Plasmodium falciparum proteases as new drug targets with special focus on metalloproteases

Malaria poses a significant global health threat particularly due to the prevalence of Plasmodium falciparum infection. With the emergence of parasite resistance to existing drugs including the recently discovered artemisinin, ongoing research seeks novel therapeutic avenues within the malaria parasite. Proteases are promising drug targets due to their essential roles in parasite biology, including hemoglobin digestion, merozoite invasion, and egress. While exploring the genomic landscape of Plasmodium falciparum, it has been revealed that there are 92 predicted proteases, with only approximately 14 of them having been characterized. These proteases are further distributed among 26 families grouped into five clans: aspartic proteases, cysteine proteases, metalloproteases, serine proteases, and threonine proteases. Focus on metalloprotease class shows further role in organelle processing for mitochondria and apicoplasts suggesting the potential of metalloproteases as viable drug targets.
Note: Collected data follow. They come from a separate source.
PR #557, opened 2019-09-25
Migrate to go modules

johanbrandhorst:
This is way overdue already. Lets see if CI passes.


johanbrandhorst:
Hm, adding `1.12` and `1.13` has tripled the number of integration tests. @jonny-improbable can we drop `1.11` and `1.12` and just run `1.13`?

jonny-improbable:
Works for me :)

devnev:
Regarding go versions, the last three major versions are considered supported by the language developers themselves: https://golang.org/doc/devel/release.html#policy
Also, supporting at least two versions would ensure users always have a safe upgrade path (in this case the two versions being the 1.11 that was being supported previously and the 1.13 that will be supported in the future).

.travis.yml
```diff
@@ -1,6 +1,6 @@
 language: go
 go:
-  - "1.11"
+  - "1.13"
```
devnev: From my understanding of https://github.com/travis-ci/gimme#asking-gimme-what-a-version-is, specifying `1.13.x` would automatically update to newer patch versions, would it make sense to use that?

johanbrandhorst: Good idea!

johanbrandhorst:
> Regarding go versions, the last three major versions are considered supported by the language developers themselves: https://golang.org/doc/devel/release.html#policy

This is a common misunderstanding - reread the document again, they support the last _two_ major versions.

> Also, supporting at least two versions would ensure users always have a safe upgrade path (in this case the two versions being the 1.11 that was being supported previously and the 1.13 that will be supported in the future).

This makes sense, but given what I said above I think it's okay to just support 1.12 and 1.13. The problem here is that it adds to the already slow CI system. I'd be happy to _say_ we support 1.12 but not actually test for it. I don't have any reason to expect that we don't.

johanbrandhorst:
Think it needs a bit of work still so I stopped the CI jobs. Looks like the intergration tests expects the go server to start immediately.

johanbrandhorst:
Actually the Go 1.12 tests were doing okay.

johanbrandhorst:
@jonny-improbable ok I have no idea whats wrong with the integration tests. Seem to work on 1.12 and not 1.13. Node failure logs couldn't be less helpful. Could you try to clone this and see if you can get it running locally? I don't think there should be any go issues.

johanbrandhorst:
https://travis-ci.org/improbable-eng/grpc-web/jobs/589481073 here's a very unhelpful log.

jonny-improbable:
> @jonny-improbable <https://github.com/jonny-improbable> ok I have no idea
whats wrong with the integration tests. Seem to work on 1.12 and not 1.13.
Node failure logs couldn't be less helpful. Could you try to clone this and
see if you can get it running locally? I don't think there should be any go
issues.

Will try and put some time into this tomorrow, but am pretty slammed at
present - let me see what I can do.

johanbrandhorst:
Superceded by #911

PR #576, opened 2019-10-11
Removed detach

MarcusLongmuir:
This PR removes the `detach` function and selectively replaces its usage.

The `detach` function was used to isolate user-provided callbacks from the rest of the `grpc-web` such that exceptions thrown by user-provided callbacks would not be caught by `grpc-web`. It called the user-provided callbacks inside a `setTimeout` call to prevent the catching of exceptions from the callback function. In my own usage of `grpc-web` with fake transports and alike this proved frustrating due to the disconnected stack trace caused by the `setTimeout`.

The function was also overused as a protective measure inside transports and that usage has been removed completely.

The usages that wrapped user-provided callbacks have been replaced by a `try+catch` that uses `setTimeout` to re-throw the exception if the callback throws one, but otherwise will execute the callback immediately. 

**This is a breaking change**.

Usage that assumed the callbacks provided to `grpc-web` would be executed in a deferred manner could be broken by this change. This is unlikely to affect production code as the network request will always be asynchronous and would cause the callback to be invoked sometime in the future, but tests that assume other code will run between the `grpc-web` invocation and the callback being called could be affected.


jonny-improbable:
@MarcusLongmuir what is the status of this PR? I recall you mentioning it may improve performance, is that still the case?

MarcusLongmuir:
@jonny-improbable: I've just managed to get this passing tests and it's now ready for review.

client/grpc-web-fake-transport/src/index.spec.ts
```diff
@@ -233,6 +246,7 @@ describe("FakeTransportBuilder", () => {
       const onEndSpy = jest.fn();
 
       const transport = new FakeTransportBuilder()
+        .withManualTrigger()
```
jonny-improbable: Duplicated line.

client/grpc-web-fake-transport/src/index.spec.ts
```diff
@@ -20,6 +21,7 @@ describe("FakeTransportBuilder", () => {
     it("should allow the response trailers to be stubbed", done => {
       const expectedTrailers = new grpc.Metadata({ foo: "bar" });
       const transport = new FakeTransportBuilder()
+        .withManualTrigger()
```
jonny-improbable: Hmm, I don't understand what's going on here - could you please explain this change? I see you've made it be a manual trigger, but I don't see you triggering it anywhere in the test?

client/grpc-web-fake-transport/src/index.spec.ts
```diff
@@ -258,8 +272,6 @@ describe("FakeTransportBuilder", () => {
 
       transport.sendHeaders();
 
-      // Note that we must defer the assertions as the grpc-web package detaches all callbacks, so they
-      // will not run immediately.
       setTimeout(() => {
```
jonny-improbable: You've removed the comment, but not the timeout :)

galenwarren:
Hi guys -- first, thanks for your work on this library, it's great!

I was having an issue where I would occasionally get errors logged in the console associated with connections that were being closed and which were also receiving data from a (server) streaming grpc call at the same time. It doesn't happen all the time but does happen frequently when those conditions are met, maybe a race condition of some sort? Not sure.

Here's an example of the error logged in the browser console:

>VM11014:1 POST https://realurlreplaced net::ERR_FAILED 200
(anonymous)	@	VM11014:1
e.send	@	grpc-web-client.umd.js?ba3e:1
e.sendMessage	@	grpc-web-client.umd.js?ba3e:1
e.send	@	grpc-web-client.umd.js?ba3e:1
t.invoke	@	grpc-web-client.umd.js?ba3e:1

To try to figure out what was going on, I cloned the repo. Using the code in the master branch, I can't reproduce the error, whereas I can reproduce it consistently with the 0.12.0 code.

Looking at the commits in master since 0.12.0, [this](https://github.com/improbable-eng/grpc-web/compare/v0.12.0...master#diff-5b66a06591e916a25ed5fa86c3da981e) looks like the potentially relevant change.

So, I wanted to let you know this latest code seems to be addressing my issue -- thanks! -- and also to ask whether you're considering releasing this code anytime soon?

MarcusLongmuir:
@galenwarren: We've just released `0.13.0` from latest `master` so you should be good to update to that to resolve the issue. Thanks for the prompt as it had been missed that this change hadn't gone out 👍

galenwarren:
Awesome -- thanks!

Issue #564, opened 2019-10-01
grpcwebproxy flag parsing is a bit broken


Timmmm:
Ok I found out what was causing my weird issues in #562 and #563 - the flag parsing for bool parameters is kind of broken. Basically this:

     ./grpcwebprox --run_tls_server false

Means it *will* run the tls server. It doesn't produce an error or anything. You need to do this:

     ./grpcwebprox --run_tls_server=false

Ok crazy. Maybe you just always need to use `=`? No you don't! `--backend_addr 127.0.0.1` works fine. It is just the boolean flags that have this weird broken parsing.

johanbrandhorst:
Yeah, this is a bit weird, I can see the reason for the confusion. However, this is how POSIX/GNU style flags work, apparently according to the library we're using: https://github.com/spf13/pflag#command-line-flag-syntax. I don't think we're going to change library, so while I'm sorry this caused some confusion for you, I don't think we're going to do anything about it.

Timmmm:
It says:

> -b true is INVALID

That implies that it should give some kind of error. It also says:

> flags can be interspersed with arguments anywhere on the command line

So I think it is treating `true` as an argument (not a flag). In that case you should be processing arguments, and since the command doesn't support any arguments, give an error if there are any.

I think you can do it something like this (not tested at all):

```
func main() {
	pflag.Parse()
	if len(pflag.Args()) != 0 {
		for _, flag := range pflag.Args() {
			if flag == "true" || flag == "false" {
				logrus.Fatal("Boolean flags should be set using `--flag=false`, `--flag=true` or `--flag` (which is short for `--flag=true`). You cannot use `--flag true` or `--flag false`.")
			}
		}
		logrus.Fatal("Unknown argument: " + flag)
	}
	...
```

johanbrandhorst:
Sounds worthwhile, since you ran into this issue, would you be interested in contributing this fix?

PR #577, opened 2019-10-15
Check that there aren't any unknown command line arguments

Timmmm:
See #564

## Changes

* Check that there are no unknown command line arguments.

## Verification

I haven't been able to test this because I get  a compilation error when building:

```
# github.com/grpc-ecosystem/go-grpc-prometheus
/Users/me/go/src/github.com/grpc-ecosystem/go-grpc-prometheus/client_reporter.go:51:29: cannot use prometheus.NewTimer(hist) (type *prometheus.Timer) as type timer in return argument:
        *prometheus.Timer does not implement timer (wrong type for ObserveDuration method)
                have ObserveDuration()
                want ObserveDuration() time.Duration
/Users/me/go/src/github.com/grpc-ecosystem/go-grpc-prometheus/client_reporter.go:64:29: cannot use prometheus.NewTimer(hist) (type *prometheus.Timer) as type timer in return argument:
        *prometheus.Timer does not implement timer (wrong type for ObserveDuration method)
                have ObserveDuration()
                want ObserveDuration() time.Duration
```

### DIFF
--- a/go/grpcwebproxy/main.go
+++ b/go/grpcwebproxy/main.go
@@ -48,6 +48,14 @@ var (
 
 func main() {
 	pflag.Parse()
+	if len(pflag.Args()) != 0 {
+		for _, flag := range pflag.Args() {
+			if flag == "true" || flag == "false" {
+				logrus.Fatal("Boolean flags should be set using --flag=false, --flag=true or --flag (which is short for --flag=true). You cannot use --flag true or --flag false.")
+			}
+		}
+		logrus.Fatal("Unknown argument: " + flag)
+	}
 
 	logrus.SetOutput(os.Stdout)
 	logEntry := logrus.NewEntry(logrus.StandardLogger())
--- a/go/grpcwebproxy/main.go
+++ b/go/grpcwebproxy/main.go
@@ -48,11 +48,9 @@ var (
 
 func main() {
 	pflag.Parse()
-	if len(pflag.Args()) != 0 {
-		for _, flag := range pflag.Args() {
-			if flag == "true" || flag == "false" {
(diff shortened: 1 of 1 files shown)


go/grpcwebproxy/main.go
```diff
@@ -48,6 +48,14 @@ var (
 
 func main() {
 	pflag.Parse()
+	if len(pflag.Args()) != 0 {
```
johanbrandhorst: This check is unnecessary, there will just not be a loop if it's 0.

go/grpcwebproxy/main.go
```diff
@@ -48,6 +48,14 @@ var (
...
+		for _, flag := range pflag.Args() {
+			if flag == "true" || flag == "false" {
+				logrus.Fatal("Boolean flags should be set using --flag=false, --flag=true or --flag (which is short for --flag=true). You cannot use --flag true or --flag false.")
+			}
+		}
+		logrus.Fatal("Unknown argument: " + flag)
```
johanbrandhorst: What is this line for? It is outside the loop and it's referencing a variable that doesn't look like it's defined.

Timmmm:
Oops! Fixed broken code, and it builds correctly with that `dep` command. Output is:

```
$ ./grpcwebproxy --run_http_server false
FATA[0000] Boolean flags should be set using --flag=false, --flag=true or --flag (which is short for --flag=true). You cannot use --flag true or --flag false.
$ ./grpcwebproxy --run_http_server=false
FATA[0000] flag 'backend_addr' must be set
$ ./grpcwebproxy --run_http_server sfgdfg
FATA[0000] Unknown argument: sfgdfg
```

johanbrandhorst:
Thanks for your contribution!

Timmmm:
Thanks for merging quickly! :-)

Issue #197, opened 2018-05-27
Support for Bazel


igorgatis:
It would be great to have rules for Bazel, specially if they work with https://github.com/bazelbuild/rules_typescript

easyCZ:
Hey @igorgatis,

Indeed. Currently working on https://github.com/improbable-eng/ts-protoc-gen/issues/77. Once we have that, grpc-web is the natural next step.

Having said that, your help would be greatly appreciated. If you've got experience with Bazel or want to dig in, please do. We can use this channel to figure out the details.

mikeleonard:
Hey @easyCZ. Just came across this issue looking for bazel support for grpc-web.

Just FYI I noticed that this pull request https://github.com/improbable-eng/ts-protoc-gen/pull/84 has been merged and so the ts-protoc-gen bazel rule is I think complete but issue https://github.com/improbable-eng/ts-protoc-gen/issues/77 hasn't been closed yet. 

Thought I'd just flag it here as you're waiting for https://github.com/improbable-eng/ts-protoc-gen/issues/77 to move forward with bazel support for grpc-web - which I selfishly want :)

coltonmorris:
Isn't there already bazel support? It would be nice if rules-typescript allowed ts code to import the files generated by ts-protoc-gen in a cleaner way rather than having to reference gen files or use path aliases. But it's still supported and works.

Maybe I'm missing something? ¯\_(ツ)_/¯

johanbrandhorst:
Do we need both `Bazel` support and `go.mod` support? Can Bazel accommodate go mod files? See #202

PR #627, opened 2019-12-26
Provide bazel BUILD files for grpcweb and grpcwebproxy.

dprogm:
Added bazel BUILD files in order to be able building `grpcweb` and `grpcwebproxy` with the bazel build system. I already use grpcwebproxy and build it with bazel so I thought maybe we can add it here too. One thing to notice: I couldn't compile the tests for grpcweb. I have actually almost no knowledge about go. Maybe someone can help me to get it compile and run.

Not sure, but it could solve parts of https://github.com/improbable-eng/grpc-web/issues/197

## Changes

* Bazel WORKSPACE setup
* Added all required go dependencies
* Added build targets for grpcweb and grpcwebproxy

## Verification

```
bazel build ...
bazel run //go/grpcwebproxy -- --help
```

### DIFF
--- a/.bazelrc
+++ b/.bazelrc
@@ -1,0 +1,1 @@
+build --symlink_prefix=dist/
--- a/.gitignore
+++ b/.gitignore
@@ -168,3 +168,6 @@ misc/localhostCA.srl
 
 node_modules
 vendor
+
+bazel-out
+.DS_Store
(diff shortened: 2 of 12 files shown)


johanbrandhorst:
Hi, thanks for your interest in this project! Personally I'm not sure we _want_ to add these, as our CI doesn't use bazel, but I think Improbable might use bazel internally so I'll leave the decision up to the maintainers who are also employees at Improbable. Regardless, thanks for your contribution!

Holistic understanding of the parasite intricate life cycle and identification of potential drug targets are essential for developing effective therapeutic strategies against malaria and mitigating its devastating global impact. •This review article contains updated critical analysis of proteases and their vital roles in the survival of malaria parasite Plasmodium falciparum.•The proteases of the RBC cycle inside human hosts is taken for the critical review owing to their crucial roles and potential drug targets.•The review emphasizes on proteases as drug targets giving focus on metalloproteases as this class is implicated to have crucial roles and are poorly characterized.•The review highlights the inhibition of parasite growth using inhibitors against crucial proteases and metalloproteases to be specific. The information in this review provides updated information for development of anti-malarial drugs.